Which lines of the records contain "hope"? Collect every one of them.

═══

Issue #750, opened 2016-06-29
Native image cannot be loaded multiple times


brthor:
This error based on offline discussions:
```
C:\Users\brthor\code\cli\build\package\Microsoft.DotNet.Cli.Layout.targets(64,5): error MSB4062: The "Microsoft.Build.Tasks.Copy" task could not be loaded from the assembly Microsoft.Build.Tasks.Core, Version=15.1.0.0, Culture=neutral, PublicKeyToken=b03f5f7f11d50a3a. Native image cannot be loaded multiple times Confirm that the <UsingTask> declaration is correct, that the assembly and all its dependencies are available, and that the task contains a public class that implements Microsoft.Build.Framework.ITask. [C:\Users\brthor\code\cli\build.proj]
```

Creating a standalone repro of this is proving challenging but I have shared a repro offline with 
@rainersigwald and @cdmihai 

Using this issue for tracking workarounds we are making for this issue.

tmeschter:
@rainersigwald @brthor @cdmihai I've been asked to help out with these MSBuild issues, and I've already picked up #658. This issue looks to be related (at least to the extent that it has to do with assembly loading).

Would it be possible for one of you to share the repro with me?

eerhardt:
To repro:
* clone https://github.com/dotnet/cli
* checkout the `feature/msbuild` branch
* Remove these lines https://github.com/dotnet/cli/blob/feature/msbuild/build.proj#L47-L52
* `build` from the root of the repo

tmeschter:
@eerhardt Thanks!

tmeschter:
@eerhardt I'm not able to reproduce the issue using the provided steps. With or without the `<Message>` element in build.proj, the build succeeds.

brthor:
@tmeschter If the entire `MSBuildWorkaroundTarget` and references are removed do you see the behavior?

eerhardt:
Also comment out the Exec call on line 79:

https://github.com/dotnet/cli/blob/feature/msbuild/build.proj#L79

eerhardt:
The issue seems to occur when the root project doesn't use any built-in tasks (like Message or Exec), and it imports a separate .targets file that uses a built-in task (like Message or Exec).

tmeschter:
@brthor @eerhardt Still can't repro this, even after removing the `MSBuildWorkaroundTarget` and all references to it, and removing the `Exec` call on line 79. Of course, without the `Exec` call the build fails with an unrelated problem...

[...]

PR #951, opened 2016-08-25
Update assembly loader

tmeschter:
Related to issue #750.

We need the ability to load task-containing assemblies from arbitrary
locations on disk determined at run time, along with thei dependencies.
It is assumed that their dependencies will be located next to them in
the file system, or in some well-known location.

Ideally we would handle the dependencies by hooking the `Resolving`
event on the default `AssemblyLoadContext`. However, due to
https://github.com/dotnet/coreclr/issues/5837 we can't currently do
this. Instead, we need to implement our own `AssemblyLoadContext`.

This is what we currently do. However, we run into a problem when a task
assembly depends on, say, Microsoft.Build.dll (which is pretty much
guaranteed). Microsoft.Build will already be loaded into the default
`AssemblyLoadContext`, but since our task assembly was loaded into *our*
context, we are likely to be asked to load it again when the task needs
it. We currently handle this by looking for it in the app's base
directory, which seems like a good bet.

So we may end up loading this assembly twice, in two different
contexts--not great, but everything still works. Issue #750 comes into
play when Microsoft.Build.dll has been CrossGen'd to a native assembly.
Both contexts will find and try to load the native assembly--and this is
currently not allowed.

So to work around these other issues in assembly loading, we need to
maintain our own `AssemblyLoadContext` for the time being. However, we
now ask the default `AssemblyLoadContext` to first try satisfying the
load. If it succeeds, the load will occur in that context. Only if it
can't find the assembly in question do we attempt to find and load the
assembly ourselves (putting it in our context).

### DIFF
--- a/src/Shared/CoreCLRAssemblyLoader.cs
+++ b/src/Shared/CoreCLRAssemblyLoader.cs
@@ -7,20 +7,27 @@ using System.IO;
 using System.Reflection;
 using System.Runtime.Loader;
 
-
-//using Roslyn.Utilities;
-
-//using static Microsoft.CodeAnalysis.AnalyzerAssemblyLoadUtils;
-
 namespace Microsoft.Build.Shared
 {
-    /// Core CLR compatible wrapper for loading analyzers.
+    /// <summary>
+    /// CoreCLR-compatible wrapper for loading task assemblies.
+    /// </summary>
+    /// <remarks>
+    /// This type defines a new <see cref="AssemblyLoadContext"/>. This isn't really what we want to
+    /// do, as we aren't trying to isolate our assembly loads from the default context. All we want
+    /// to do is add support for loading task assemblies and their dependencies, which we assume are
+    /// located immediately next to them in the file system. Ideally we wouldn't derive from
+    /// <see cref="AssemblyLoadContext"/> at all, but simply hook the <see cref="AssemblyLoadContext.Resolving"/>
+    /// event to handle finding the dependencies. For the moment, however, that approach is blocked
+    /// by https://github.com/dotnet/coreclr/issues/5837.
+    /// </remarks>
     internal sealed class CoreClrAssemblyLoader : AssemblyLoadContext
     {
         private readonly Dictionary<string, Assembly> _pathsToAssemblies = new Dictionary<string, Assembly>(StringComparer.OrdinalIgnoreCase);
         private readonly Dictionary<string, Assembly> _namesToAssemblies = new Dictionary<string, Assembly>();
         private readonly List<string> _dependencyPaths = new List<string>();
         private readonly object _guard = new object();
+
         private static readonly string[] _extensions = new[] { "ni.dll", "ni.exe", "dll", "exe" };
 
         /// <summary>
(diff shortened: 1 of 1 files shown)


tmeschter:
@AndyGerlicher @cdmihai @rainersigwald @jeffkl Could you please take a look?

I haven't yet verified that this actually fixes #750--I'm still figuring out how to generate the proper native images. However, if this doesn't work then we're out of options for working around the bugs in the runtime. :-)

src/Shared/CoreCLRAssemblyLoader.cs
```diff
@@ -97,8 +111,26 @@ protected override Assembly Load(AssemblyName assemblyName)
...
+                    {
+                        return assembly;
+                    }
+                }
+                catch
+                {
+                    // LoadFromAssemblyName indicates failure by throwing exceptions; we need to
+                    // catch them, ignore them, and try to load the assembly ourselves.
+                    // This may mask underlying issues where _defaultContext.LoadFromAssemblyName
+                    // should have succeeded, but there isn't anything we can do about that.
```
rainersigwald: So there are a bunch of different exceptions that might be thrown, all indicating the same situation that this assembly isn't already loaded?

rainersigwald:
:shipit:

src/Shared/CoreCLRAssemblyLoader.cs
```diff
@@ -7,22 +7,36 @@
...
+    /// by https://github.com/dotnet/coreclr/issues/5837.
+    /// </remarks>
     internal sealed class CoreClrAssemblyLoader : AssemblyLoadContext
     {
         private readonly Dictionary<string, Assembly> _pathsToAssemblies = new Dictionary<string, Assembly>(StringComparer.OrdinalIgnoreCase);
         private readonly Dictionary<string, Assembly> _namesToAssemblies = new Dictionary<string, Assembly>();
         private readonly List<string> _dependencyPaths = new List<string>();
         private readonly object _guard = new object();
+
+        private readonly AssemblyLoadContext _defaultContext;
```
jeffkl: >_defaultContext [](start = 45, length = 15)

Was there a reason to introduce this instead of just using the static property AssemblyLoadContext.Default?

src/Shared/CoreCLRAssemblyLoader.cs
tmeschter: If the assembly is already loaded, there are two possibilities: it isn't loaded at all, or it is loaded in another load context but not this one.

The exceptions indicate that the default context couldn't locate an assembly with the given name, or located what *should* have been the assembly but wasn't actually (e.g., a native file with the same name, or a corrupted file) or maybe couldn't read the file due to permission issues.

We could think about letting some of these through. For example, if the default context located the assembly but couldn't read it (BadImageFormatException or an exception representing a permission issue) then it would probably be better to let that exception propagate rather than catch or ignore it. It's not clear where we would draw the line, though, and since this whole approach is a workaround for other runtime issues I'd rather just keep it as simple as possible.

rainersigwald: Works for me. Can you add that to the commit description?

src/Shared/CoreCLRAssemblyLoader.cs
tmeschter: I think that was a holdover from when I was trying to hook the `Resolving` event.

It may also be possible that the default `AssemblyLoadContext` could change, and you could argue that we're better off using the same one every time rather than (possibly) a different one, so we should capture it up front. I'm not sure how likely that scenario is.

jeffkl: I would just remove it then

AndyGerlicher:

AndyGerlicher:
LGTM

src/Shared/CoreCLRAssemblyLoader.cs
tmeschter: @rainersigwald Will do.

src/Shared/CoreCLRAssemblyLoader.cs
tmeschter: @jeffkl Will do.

═══

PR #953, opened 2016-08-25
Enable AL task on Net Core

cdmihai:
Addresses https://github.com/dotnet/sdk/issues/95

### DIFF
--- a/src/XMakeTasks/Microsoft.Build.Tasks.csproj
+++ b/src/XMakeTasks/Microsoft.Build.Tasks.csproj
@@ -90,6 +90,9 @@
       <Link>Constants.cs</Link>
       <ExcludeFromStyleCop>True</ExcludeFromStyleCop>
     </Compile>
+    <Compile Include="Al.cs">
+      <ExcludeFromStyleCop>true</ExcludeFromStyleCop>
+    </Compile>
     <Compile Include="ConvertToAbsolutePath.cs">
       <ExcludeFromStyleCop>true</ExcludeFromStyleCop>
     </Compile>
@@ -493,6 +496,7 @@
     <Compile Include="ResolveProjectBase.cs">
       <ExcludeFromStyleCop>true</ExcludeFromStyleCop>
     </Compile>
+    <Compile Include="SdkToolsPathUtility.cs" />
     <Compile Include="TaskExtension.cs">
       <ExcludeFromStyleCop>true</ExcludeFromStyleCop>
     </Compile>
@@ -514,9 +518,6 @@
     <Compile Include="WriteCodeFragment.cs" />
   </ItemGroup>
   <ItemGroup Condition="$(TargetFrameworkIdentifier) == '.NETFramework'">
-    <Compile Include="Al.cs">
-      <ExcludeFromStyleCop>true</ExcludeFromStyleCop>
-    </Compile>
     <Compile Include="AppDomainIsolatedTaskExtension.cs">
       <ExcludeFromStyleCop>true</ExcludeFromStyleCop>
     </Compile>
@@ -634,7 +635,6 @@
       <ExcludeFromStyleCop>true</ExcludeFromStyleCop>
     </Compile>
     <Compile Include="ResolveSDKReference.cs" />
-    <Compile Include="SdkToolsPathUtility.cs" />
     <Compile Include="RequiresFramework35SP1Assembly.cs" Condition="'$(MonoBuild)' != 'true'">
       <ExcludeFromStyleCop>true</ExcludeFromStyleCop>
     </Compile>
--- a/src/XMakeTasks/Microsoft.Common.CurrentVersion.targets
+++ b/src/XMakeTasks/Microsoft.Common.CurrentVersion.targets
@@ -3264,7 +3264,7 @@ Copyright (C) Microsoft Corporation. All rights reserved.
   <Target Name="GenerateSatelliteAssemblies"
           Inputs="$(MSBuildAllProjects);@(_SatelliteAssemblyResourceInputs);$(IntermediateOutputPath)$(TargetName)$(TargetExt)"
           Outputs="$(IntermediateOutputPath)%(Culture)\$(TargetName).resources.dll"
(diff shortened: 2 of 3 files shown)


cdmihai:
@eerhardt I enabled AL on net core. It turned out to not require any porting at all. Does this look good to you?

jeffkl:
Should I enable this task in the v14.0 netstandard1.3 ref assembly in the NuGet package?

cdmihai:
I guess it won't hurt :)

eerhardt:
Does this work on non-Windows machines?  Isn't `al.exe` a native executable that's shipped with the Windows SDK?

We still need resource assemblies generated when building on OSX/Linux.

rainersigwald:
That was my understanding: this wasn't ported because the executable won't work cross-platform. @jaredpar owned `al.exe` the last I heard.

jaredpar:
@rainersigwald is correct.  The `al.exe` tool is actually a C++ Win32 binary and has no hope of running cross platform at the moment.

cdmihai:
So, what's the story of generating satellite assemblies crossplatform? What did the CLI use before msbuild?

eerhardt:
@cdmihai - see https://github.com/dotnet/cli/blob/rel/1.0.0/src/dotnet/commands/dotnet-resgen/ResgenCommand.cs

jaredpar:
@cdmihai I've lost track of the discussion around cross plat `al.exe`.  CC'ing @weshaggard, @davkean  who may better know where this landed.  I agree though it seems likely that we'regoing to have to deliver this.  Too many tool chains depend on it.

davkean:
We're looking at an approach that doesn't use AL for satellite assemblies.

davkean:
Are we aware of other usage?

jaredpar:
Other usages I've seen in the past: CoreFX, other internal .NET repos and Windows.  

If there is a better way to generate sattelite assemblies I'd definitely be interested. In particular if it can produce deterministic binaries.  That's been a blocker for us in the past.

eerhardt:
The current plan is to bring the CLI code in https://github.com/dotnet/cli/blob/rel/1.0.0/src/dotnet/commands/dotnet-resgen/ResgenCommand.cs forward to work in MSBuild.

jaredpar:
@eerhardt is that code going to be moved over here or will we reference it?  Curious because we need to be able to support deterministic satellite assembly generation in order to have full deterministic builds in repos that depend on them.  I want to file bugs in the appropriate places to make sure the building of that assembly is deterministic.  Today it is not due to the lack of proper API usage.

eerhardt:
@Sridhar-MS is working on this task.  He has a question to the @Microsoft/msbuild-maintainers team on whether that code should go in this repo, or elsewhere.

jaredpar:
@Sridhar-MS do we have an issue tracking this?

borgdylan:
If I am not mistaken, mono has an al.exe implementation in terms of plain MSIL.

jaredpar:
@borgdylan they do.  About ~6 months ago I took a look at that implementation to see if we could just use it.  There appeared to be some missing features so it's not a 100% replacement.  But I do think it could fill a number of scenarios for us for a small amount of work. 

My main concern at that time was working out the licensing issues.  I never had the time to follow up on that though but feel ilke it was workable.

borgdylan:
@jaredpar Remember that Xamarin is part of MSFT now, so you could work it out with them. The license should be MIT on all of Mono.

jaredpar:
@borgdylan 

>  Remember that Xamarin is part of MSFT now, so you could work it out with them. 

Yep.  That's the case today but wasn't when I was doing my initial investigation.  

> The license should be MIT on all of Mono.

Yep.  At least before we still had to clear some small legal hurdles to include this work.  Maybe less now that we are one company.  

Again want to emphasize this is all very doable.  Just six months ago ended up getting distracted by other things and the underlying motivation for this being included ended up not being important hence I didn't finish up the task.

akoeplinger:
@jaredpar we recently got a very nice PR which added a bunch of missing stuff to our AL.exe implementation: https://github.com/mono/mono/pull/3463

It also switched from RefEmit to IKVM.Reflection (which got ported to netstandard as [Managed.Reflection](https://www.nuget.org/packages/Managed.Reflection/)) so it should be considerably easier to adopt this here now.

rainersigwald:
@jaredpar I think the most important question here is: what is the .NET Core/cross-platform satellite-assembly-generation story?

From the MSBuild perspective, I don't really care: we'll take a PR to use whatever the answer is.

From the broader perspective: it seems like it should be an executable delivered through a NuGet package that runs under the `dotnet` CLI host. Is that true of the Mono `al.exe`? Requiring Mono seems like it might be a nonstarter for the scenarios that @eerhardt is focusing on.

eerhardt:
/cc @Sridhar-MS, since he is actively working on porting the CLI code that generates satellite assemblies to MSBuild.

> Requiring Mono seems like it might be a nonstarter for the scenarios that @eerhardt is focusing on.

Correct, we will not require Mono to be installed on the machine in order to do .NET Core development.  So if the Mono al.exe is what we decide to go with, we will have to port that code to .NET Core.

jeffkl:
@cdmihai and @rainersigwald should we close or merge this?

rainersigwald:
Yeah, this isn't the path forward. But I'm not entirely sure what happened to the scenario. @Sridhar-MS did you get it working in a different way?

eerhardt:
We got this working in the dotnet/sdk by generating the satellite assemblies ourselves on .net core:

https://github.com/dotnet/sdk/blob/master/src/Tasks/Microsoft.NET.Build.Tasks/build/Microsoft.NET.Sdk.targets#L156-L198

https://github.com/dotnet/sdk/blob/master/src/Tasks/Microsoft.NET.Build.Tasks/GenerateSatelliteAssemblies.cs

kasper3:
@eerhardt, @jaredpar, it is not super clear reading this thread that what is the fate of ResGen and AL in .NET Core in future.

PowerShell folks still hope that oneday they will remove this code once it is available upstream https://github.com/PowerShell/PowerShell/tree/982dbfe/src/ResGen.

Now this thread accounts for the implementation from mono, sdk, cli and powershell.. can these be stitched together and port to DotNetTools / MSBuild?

═══

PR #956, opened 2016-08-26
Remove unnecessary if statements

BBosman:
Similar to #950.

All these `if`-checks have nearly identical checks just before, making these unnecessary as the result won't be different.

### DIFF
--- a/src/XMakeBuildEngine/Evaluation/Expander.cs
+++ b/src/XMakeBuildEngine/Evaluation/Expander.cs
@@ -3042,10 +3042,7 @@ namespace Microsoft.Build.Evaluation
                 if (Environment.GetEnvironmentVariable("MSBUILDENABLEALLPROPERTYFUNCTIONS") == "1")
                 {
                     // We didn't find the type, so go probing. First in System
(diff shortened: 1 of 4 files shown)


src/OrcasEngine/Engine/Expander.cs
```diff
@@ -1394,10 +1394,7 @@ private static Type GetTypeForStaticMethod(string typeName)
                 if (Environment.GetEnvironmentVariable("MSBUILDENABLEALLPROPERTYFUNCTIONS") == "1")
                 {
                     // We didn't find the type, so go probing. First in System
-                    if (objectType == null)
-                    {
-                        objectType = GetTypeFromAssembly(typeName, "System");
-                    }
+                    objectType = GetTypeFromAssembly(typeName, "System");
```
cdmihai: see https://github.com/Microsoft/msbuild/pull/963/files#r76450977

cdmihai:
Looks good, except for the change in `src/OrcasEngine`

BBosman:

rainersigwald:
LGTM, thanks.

═══

■ Solution for this exercise
@rainersigwald is correct.  The `al.exe` tool is actually a C++ Win32 binary and has no hope of running cross platform at the moment.
PowerShell folks still hope that oneday they will remove this code once it is available upstream https://github.com/PowerShell/PowerShell/tree/982dbfe/src/ResGen.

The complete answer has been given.